%%
PR #721, opened 2020-05-10
Clean option for discarded tabs

Grumph:
Not working yet, as I don't understand how the cookies are actually deleted.

Fix #720

PR #753, opened 2020-06-01
Right click menus PLUS openTabs by container and discarded tab cleanup

### LINKED ISSUE #262: Cookie protection should not work across containers
Closing a tab in one container does not delete that tab's cookies if the same domain is still open in a different container. That doesn't make sense to me. Since the purpose of containers is to isolate users' activities, CAD should respect that isolation. When deciding whether to delete a closed tab's cookies, CAD should only check for open tabs in the same container.

### Steps to reproduce

1. In your Firefox preferences, make sure you have at least one container set up besides the default container. If you're creating a new container, initialize your CAD settings for it as described [here](https://github.com/Cookie-AutoDelete/Cookie-AutoDelete/issues/197#issuecomment-337523756).
2. Choose a domain (`example.com`) that normally stores cookies and is not whitelisted in your CAD prefs. Enable automatic cleaning with no delay in your CAD prefs.
3. Make sure you don't have any tabs open to `example.com`.
4. Make sure your Firefox prefs are set to allow cookies from `example.com`, and if you have any `example.com` cookies stored already, delete them.
5. Open a new tab (Tab A) in any container, including the default container, and go to `example.com`.
6. Check to make sure that `example.com` has actually stored cookies, and then clear them, either with the CAD "Clear cookies for this domain" button or manually in your Firefox prefs.
7. Open a new tab (Tab B) in any other container and go to `example.com`.
8. Check to make sure that `example.com` has stored cookies again, and then close Tab B.

Expected results: CAD instantly deletes `example.com` cookies from Container B's cookie store.
Actual results: CAD deletes `example.com` cookies from Container B's store only after Tab A is closed.

### Your settings 

- OS/version: macOS 10.12.6
- Browser/version: FF 57.0
- Cookie AutoDelete version: 2.0.1
All settings checked except Show Notification After Cookie Cleanup?

### LINKED ISSUE #386: Always show notification when manually clearing cookies
I think it would be useful to show the notification when manually clearing cookies via the toolbar icon, even if the notification is disabled in the settings.

This way the user has some certainty that the button he just clicked had an effect.

Thanks!

### LINKED ISSUE #415: Feature Request: One Click Cookie Delete Toolbar Shortcut
I'm finding it a hassle to delete cookies using this add on. I would like the ability to add a shortcut to the toolbar that allows me to press "Clean, include open tabs" in just one click. Normally that would require three steps instead of just one;

1. Press the Icon
2. Open the Clean drop down menu
3. Press "Clean, include open tabs"

Can you guys just simply allow us to add a toolbar button that works in a single click? 
Toolbar Buttons would include;
"Clean, include open tabs"
"Clear cookies for this domain"
"Clear localstorage for this domain"
"Clean"

Thanks.

EDIT: I may suggest that if you right click the proposed shortcut icon, it brings down the normal Cookie AutoDelete Menu.

### LINKED ISSUE #521: Add option to whitelist/graylist domain from logs
It would be really great if I am able to add a domain to whitelist or gray list directly from the logs. This is particularly useful when using extensions such as evernote or lastpass.

### LINKED ISSUE #716: [BUG] [Firefox Containers] "Automatic cleaning" triggers only when site's tabs are closed in all containers
**Describe the bug**

The "Enable automatic cleaning with delay of [x] seconds" main feature activates when all tabs using a site are closed.

Unfortunately, this literally means "all tabs", not "all tabs within this container".

This results in cookies for sites that are visited in more than one container not being cleaned properly.

**Steps to reproduce**

CAD Settings:
* Enable Automatic Cleaning? Yes
* Delay Before Cleaning? 15 seconds (default)

Firefox containers:
* Default container / no container
* * CAD Expressions: none, clean everything
* Container "Test"
* * CAD Expressions: whitelist for *.github.com

Test 1:

1. Open tab in container "Test". Log in to Github in this tab.
2. Close all tabs of container "Test".
3. Wait >15 seconds, refresh CAD log. There should be no cleanup entry for github.
4. Open new tab in container "Test", navigate to Github, confirm you are still logged in.

**OK**

Test 2:

1. Close all tabs of container "Test".
2. Open tab in default container. Log in to Github in this tab.
3. Close all default continer tabs.
4. Wait >15 seconds, refresh CAD log. Cleanup entry for github in default container should appear.
5. Open new tab in default container, navigate to Github, confirm you are NOT logged in.

**OK**

Test 3:

1. Log in to github again in the default container. Leave the tab open for now.
2. Open new tab in container "Test". Navigate to Github. Leave the tab open.
(You should still be logged in due to whitelist; that's probably not relevant to this bug but let's make note of that).
3. Close all github tabs in default container, leave github tabs in container "Test" open.
4. Wait >15 seconds, refresh CAD log. There should be no cleanup entry for github.
5. Open new tab in default container, navigate to Github, confirm you are still logged in.
6. Close all github tabs, both in default container and in "Test" container.
7. Wait >15 seconds, refresh CAD log. Cleanup entry for github in default container should appear.
8. Open new tab in default container, navigate to Github, confirm you are NOT logged in.

**BUG**

**Expected behavior**
When all tabs for a site are closed in Container 1, its cookies should be cleaned inside Container 1 following the auto-clean timer and whitelist rules set up.
Existence of open tabs for the same site in container 2, 3, or 75 - other identities - should be irrelevant.
After all the white/grey list is per-container.

**Observed behavior**
The auto-clean task kicks off only when all tabs for a site are closed, globally in the browser, across all containers.
The cookies for the site are then cleaned or preserved in accordance to each container's whitelist.

**System Info**

 - Windows 10 Pro 1909
 - Firefox 76.0
 - Multi-Account-Containers 6.2.5
 - Cookie AutoDelete 3.2.0

### LINKED ISSUE #717: Right Click support
**NEED:** I am frustrated when I sign-on to certain browser extensions (e.g., Evernote that provide a check box to stay logged in for 30-days that opens a window) but for which, inside the sign-in pop-up window, I cannot whitelist the URL that is shown in the popup.  

I have tried going to the apparent URL that it looks like it is going to inside the pop-up window and white listed that page, but then when I go to use the app again after shutting down the browser, it has lost its cookie so presume it is not the correct page.

**WISH:** What I would like to be able to do is Right Click mouse and see a place to whitelist the URL with Cookie Autodelete, as this would allow me to whitelist insight these types of popup windows.

     I cannot envision an alternative solution, but am open to anything that would relieve the overhead of having to sign-on so often for apps I use all day everyday.  Thanks for listening.

### LINKED ISSUE #720: [FEATURE REQUEST]  clean cookies for discarded tabs
**Is your feature request related to a problem? Please describe.**

I use extensions that discard/unload tabs from memory (AutoTabDiscard to name one).
When a tab is discarded, it's unloaded from memory, and reloaded later.
I expect that cookies are removed for discarded tabs, as in my workflow it's the same if I clos the tab and reopen it later.

**Describe the solution you'd like**

Launch the clean timer when the tab is discarded.

**Describe alternatives you've considered**

I tried to build a solution by myself, but it's the first time I read TypeScript and do WebExtension developpement, and I don't understand how the cookies are deleted.

**Additional context**

See attached draft. #721

kennethtran93:
- Closes #717.
- Closes #521 in regards to adding expression via right-click-selection-text.
- Closes #415 in regards to right-click shortcuts.
- Closes #386 (Notifications on manual clean of cookies/localstorage from popup or right-click).
- Opening settings will now open next to the current tab.
- Reworked CleanupService tests.  The previous decreasing coverage was getting to me.

Updated 2020 June 05
- Closes #720 (Tab Discard), based on initial draft PR #721.
- Closes #716 and Closes #262 (Open Tabs per container).


kennethtran93:
Testers needed - right-click menu tests.

[Cookie-AutoDelete_Dev_20200601_181157_Chrome.zip](https://github.com/Cookie-AutoDelete/Cookie-AutoDelete/files/4712997/Cookie-AutoDelete_Dev_20200601_181157_Chrome.zip)
[Cookie-AutoDelete_Dev_20200601_181157_Firefox.zip](https://github.com/Cookie-AutoDelete/Cookie-AutoDelete/files/4712998/Cookie-AutoDelete_Dev_20200601_181157_Firefox.zip)

kennethtran93:
@ke-d Can you give this a test run and see if it all works for you?  If you have any suggestions for improvement I'd like to hear it.

kennethtran93:
Realistically this build shouldn't have any drastic changes aside from the unit tests...

[Cookie-AutoDelete_Dev_20200605_032814_Chrome.zip](https://github.com/Cookie-AutoDelete/Cookie-AutoDelete/files/4733741/Cookie-AutoDelete_Dev_20200605_032814_Chrome.zip)

[Cookie-AutoDelete_Dev_20200605_032814_Firefox.zip](https://github.com/Cookie-AutoDelete/Cookie-AutoDelete/files/4733748/Cookie-AutoDelete_Dev_20200605_032814_Firefox.zip)

Feedback/Suggestions from testing is appreciated...before this gets mass-released.

kennethtran93:
As it was somewhat easier to continue enhancements after refactoring the CleanupService tests, the completed enhancements has been included in this PR.

- Option to clean tabs that have tab.discarded set true.
- Bugfix: Open Tabs are now grouped by containers.

[Cookie-AutoDelete_Dev_20200605_194111_Chrome.zip](https://github.com/Cookie-AutoDelete/Cookie-AutoDelete/files/4738228/Cookie-AutoDelete_Dev_20200605_194111_Chrome.zip)
[Cookie-AutoDelete_Dev_20200605_194111_Firefox.zip](https://github.com/Cookie-AutoDelete/Cookie-AutoDelete/files/4738229/Cookie-AutoDelete_Dev_20200605_194111_Firefox.zip)

__tests__/services/CleanupService.spec.ts
```diff
@@ -104,116 +150,644 @@ const mockCookie: CookiePropertiesCleanup = {
...
+        const ffResult = await cleanCookiesOperation(firefoxState);
+        expect(spyLib.isFirstPartyIsolate).toHaveBeenCalledTimes(1);
+        expect(global.browser.contextualIdentities.query).not.toHaveBeenCalled();
+        expect(global.browser.extension.isAllowedIncognitoAccess).toHaveBeenCalledTimes(1);
+        expect(global.browser.cookies.getAllCookieStores).toHaveBeenCalledTimes(1);
+        // getAll called from: isFirstPartyIsolate x1, directly with storeId: 'default' and 'firefox-default';
+        expect(global.browser.cookies.getAll).toHaveBeenCalledTimes(3);
+        expect(global.browser.cookies.remove).toHaveBeenCalledTimes(2);
+        expect(global.browser.browsingData.removeLocalStorage).not.toHaveBeenCalled();
+
```
ke-d: To be honest, if some or all of the `toHaveBeenCalled();` lines can be removed without decreasing coverage, then I rather not have it to not clutter the tests.

The only time it makes sense is that if you are testing something important like `        expect(global.browser.cookies.getAll).toHaveBeenCalledTimes(3);` where the input would affect this in the CleanupService.

__tests__/services/CleanupService.spec.ts
```diff
@@ -104,116 +150,644 @@ const mockCookie: CookiePropertiesCleanup = {
...
+      it('Regular clean, exclude open tabs (Firefox) to include errors during cleanCookies / browser.cookies.remove (via cadLog)', async () => {
+        when(global.browser.cookies.remove)
+          .calledWith(expect.any(Object))
+          .mockRejectedValue(new Error('test') as never);
+        await cleanCookiesOperation(firefoxState, cleanupProperties);
+        // isFirstPartyIsolate plus one for each storeId: 'default', 'firefox-default'
+        expect(global.browser.cookies.getAll).toHaveBeenCalledTimes(3);
+        // this error always call cadLog even if debugMode is disabled.
+        expect(spyLib.cadLog).toHaveBeenCalledTimes(1);
```
ke-d: I'm not sure if it's necessary to spy the cadlog in here and other places.

__tests__/setup.js
```diff
@@ -0,0 +1,150 @@
...
+ * THE SOFTWARE IS PROVIDED "AS IS", WITHOUT WARRANTY OF ANY KIND, EXPRESS OR
+ * IMPLIED, INCLUDING BUT NOT LIMITED TO THE WARRANTIES OF MERCHANTABILITY,
+ * FITNESS FOR A PARTICULAR PURPOSE AND NONINFRINGEMENT. IN NO EVENT SHALL THE
+ * AUTHORS OR COPYRIGHT HOLDERS BE LIABLE FOR ANY CLAIM, DAMAGES OR OTHER
+ * LIABILITY, WHETHER IN AN ACTION OF CONTRACT, TORT OR OTHERWISE, ARISING FROM,
+ * OUT OF OR IN CONNECTION WITH THE SOFTWARE OR THE USE OR OTHER DEALINGS IN THE
+ * SOFTWARE.
+ */
+'use strict';
+
```
ke-d, line 26: Can you add a comment explaining the purpose of this file?

src/background.ts
```diff
@@ -151,14 +166,330 @@ const onStartUp = async () => {
...
+  }
 };
 
+async function onContextMenuClicked(
+  info: browser.contextMenus.OnClickData,
+  tab: browser.tabs.Tab
+) {
+  const debug = getSetting(store.getState(), 'debugMode') as boolean;
+  const contextualIdentities = getSetting(store.getState(), 'contextualIdentities') as boolean;
+  if (debug) {
```
ke-d: Instead of if (debug) statements everywhere, might I suggest just calling 

```
    cadLog({
      msg: `background.onContextMenuClicked:  Data received`,
      x: {info, tab},
    });
```
And then inside the cadLog function, it would have the `if (debug)` statement. Doing this should reduce the amount of test cases as well since there's no more condition.

src/background.ts
```diff
@@ -151,14 +166,330 @@ const onStartUp = async () => {
...
+  browser.browserAction.setTitle({ title: `${mf.name} ${mf.version} [READY] (0)` });
+  if (currentSettings.debugMode.value) {
+    cadLog({
+      msg: `background.onStartUp is complete.`,
+      type: "info"
+    });
+  }
 };
 
+async function onContextMenuClicked(
```
ke-d: There's a lot of code here, can we move this function to another file?

src/redux/Actions.ts
```diff
@@ -271,12 +271,12 @@ export const cookieCleanup: ActionCreator<
...
   // Show notifications after cleanup
   if (
-    setOfDeletedDomainCookies.size > 0 &&
+    setOfDeletedDomainCookies.length > 0 &&
     getSetting(getState(), 'showNotificationAfterCleanup')
   ) {
     const notifyMessage = browser.i18n.getMessage('notificationContent', [
       recentlyCleaned.toString(),
-      Array.from(setOfDeletedDomainCookies).join(', '),
+      setOfDeletedDomainCookies.join(', '),
```
ke-d, line 279: Why is this needed?

ke-d (changes requested):
Thanks for the PR. Would recommend 1 PR per 1 issue resolved next time. :)

src/background.ts
kennethtran93: So what you're saying is to pass another variable into cadLog, call it debug, and then in each of the calling functions pass in ```getSetting(store.getState(), 'debugMode') as boolean```?

src/background.ts
kennethtran93: I'll move it into ContextMenuEvents.

src/redux/Actions.ts
kennethtran93: This was because when I was reading the output the cadLog gave, it only returned `{}` when passed in as a Set. Well, `returnSetOfOpenTabDomain` now returns an object with the container id as the key, then the open tab domains.    As such I modified it in `returnSetOfOpenTabDomains` to return an array instead of a Set.  

It doesn't necessarily need to be changed, but if an array is already being returned, there's no point of converting an array into an array again.

__tests__/services/CleanupService.spec.ts
kennethtran93: With coverage, at least one test is needed to cover the functions called, including cadLog, depending on how the path to it is given.

__tests__/services/CleanupService.spec.ts
kennethtran93: I'll try and minimize the amount of tests, but coverage requires all functions to be covered, irregardless of where it affects the extension...

src/background.ts
kennethtran93: Heads up - when I'm done working on this, more files will be changed.

Normally I'd say if a function doesn't need to be called then use `if`, but if you want to minimize test cases then we'll do it that way then.

__tests__/services/CleanupService.spec.ts
kennethtran93: As the previous test have already covered it, I'll remove redundancy ones.

src/background.ts
ke-d: > So what you're saying is to pass another variable into cadLog, call it debug, and then in each of the calling functions pass in getSetting(store.getState(), 'debugMode') as boolean?

Yeah that would work.

Eventually though we may want to do some dependency injection (i.e. make cadLog into a singleton class function that has the state of the extension) so we don't have to pass in  `getSetting(store.getState(), 'debugMode')`. But your solution will work for the short term.

kennethtran93: I'd haven't thought about moving cadLog from Libs to a separate class...I had thought to keep the multiple use functions into Libs.

Mind you this was only an initial debug log - I had intend for it to either show up on a new settings page for easier debugging/exporting.

Also in the future this debug should have levels as there is so much information being sent through.

kennethtran93: The only other thing is that there are some cadLog calls that still outputs regardless of debug mode, so if we're moving it into a separate class that needs to be taken into consideration.

src/redux/Actions.ts
kennethtran93: Marking as resolved per above comment, unless changes in `returnSetOfOpenTabDomains` should be renamed now that it isn't returning a set...

__tests__/services/CleanupService.spec.ts
kennethtran93: Should be resolved through 2b5e3b2

__tests__/setup.js
kennethtran93: Should be resolved through 2b5e3b2

src/background.ts
kennethtran93: Should be resolved through 2b5e3b2, at least through adding in the parameter for now.

src/background.ts
kennethtran93: Should be resolved through 2b5e3b2

src/redux/Actions.ts
kennethtran93: In 342cc64 I've renamed `returnSetOfOpenTabDomains` to `returnContainersOfOpenTabDomains`  
The function now returns an object, with the container id as key and an array of open tab domains.

src/services/Libs.ts
```diff
@@ -238,6 +257,13 @@ export const localFileToRegex = (hostname: string) => {
   return hostname; // Doesn't have a file path...return as is.
 };
 
+/**
+ * Parse cookieStoreId for use in addExpressionUI...
+ */
+export const parseCookieStoreId = (contextualIdentities: boolean, cookieStoreId: string | undefined) => {
```
ke-d, line 263: Minor nit: I think this can be `cookieStoreId: string?`

src/services/CleanupService.ts
```diff
@@ -222,79 +205,154 @@ export const cleanCookies = async (
...
+  if (cookies.length > 0) {
+    let cookieDeletedCount = 0;
+    for (const cookie of cookies) {
+      const r = await browser.cookies.remove(returnOptionalCookieAPIAttributes(state, {
+        firstPartyDomain: cookie.firstPartyDomain,
+        name: cookie.name,
+        storeId: cookie.storeId,
+        url: prepareCookieDomain(cookie),
+      }, firstPartyIsolate) as {
+        // Fix type error with undefineds with cookies.remove
```
ke-d, line 232: Interesting, I wonder why is this?

src/services/CleanupService.ts
```diff
@@ -222,79 +205,154 @@ export const cleanCookies = async (
...
+        url: string;
+        name: string;
+      });
+      if (r !== null) cookieDeletedCount += 1;
```
ke-d: `if (!r)` ?

ke-d (dismissed):
Some minor stuff and I don't see any other major problems so approved.

src/services/Libs.ts
kennethtran93: While I'd like to, that is actually an optional parameter per https://developer.mozilla.org/en-US/docs/Mozilla/Add-ons/WebExtensions/API/tabs/Tab, not to mention Chrome doesn't have one.  The check within the function checks if it is defined otherwise assigns 'default' when returning for CAD lists.

Also when I tried removing it just now TypeScript is complaining, even though we'll always have the appropriate firefox permission to always have cookieStoreId as a parameter.

src/services/CleanupService.ts
kennethtran93: What are you referring to here?

src/services/CleanupService.ts
kennethtran93: yeah I can change that.  I was just following MDN where it says it will return null if it wasn't removed.

kennethtran93: so I guess it should be `if (r)` instead.

kennethtran93: resolved via 6a1a285

src/services/CleanupService.ts
kennethtran93: I'll keep this PR/branch until we clarify what is needed here.

ke-d: Why does `browser.cookies.remove` return undefined here? Is the return type not defined in the types library?

kennethtran93: I'm not sure - I had extracted the code that used to be in the popup, so whatever you had done at that time.

Upon further research, the `url` isn't defined in cookies as the url that is required in `cookies.remove` consists of the combination of domain + path that we take from cookies.  Because url and name is required, it doesn't take in `undefined` within the type, unlike our other custom types that were extended from `browser.cookies.Cookie` with optional parameters

kennethtran93: also because `returnOptionalCookieAPIAttributes` has an input type of `Partial<CookiePropertiesCleanup>` which I believe applies `| undefined` to all parameters.

wrkq:
Hi. Sorry for late comment.
The cleanup of cookies per container seems to work exactly as it should now, after testing the basic couple of scenarios. It does not seem to accidentally mess up cookies in whitelisted containers or anything like that either.
Thank you a ton for this. It's really nice to not have to manually clean up when that one dumb social media link or something opens in current container.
%%
-- Work instruction --
Consider the entries above and return each line with the string "spyLib".

-- Exercise result --
+        expect(spyLib.isFirstPartyIsolate).toHaveBeenCalledTimes(1);
+        expect(spyLib.cadLog).toHaveBeenCalledTimes(1);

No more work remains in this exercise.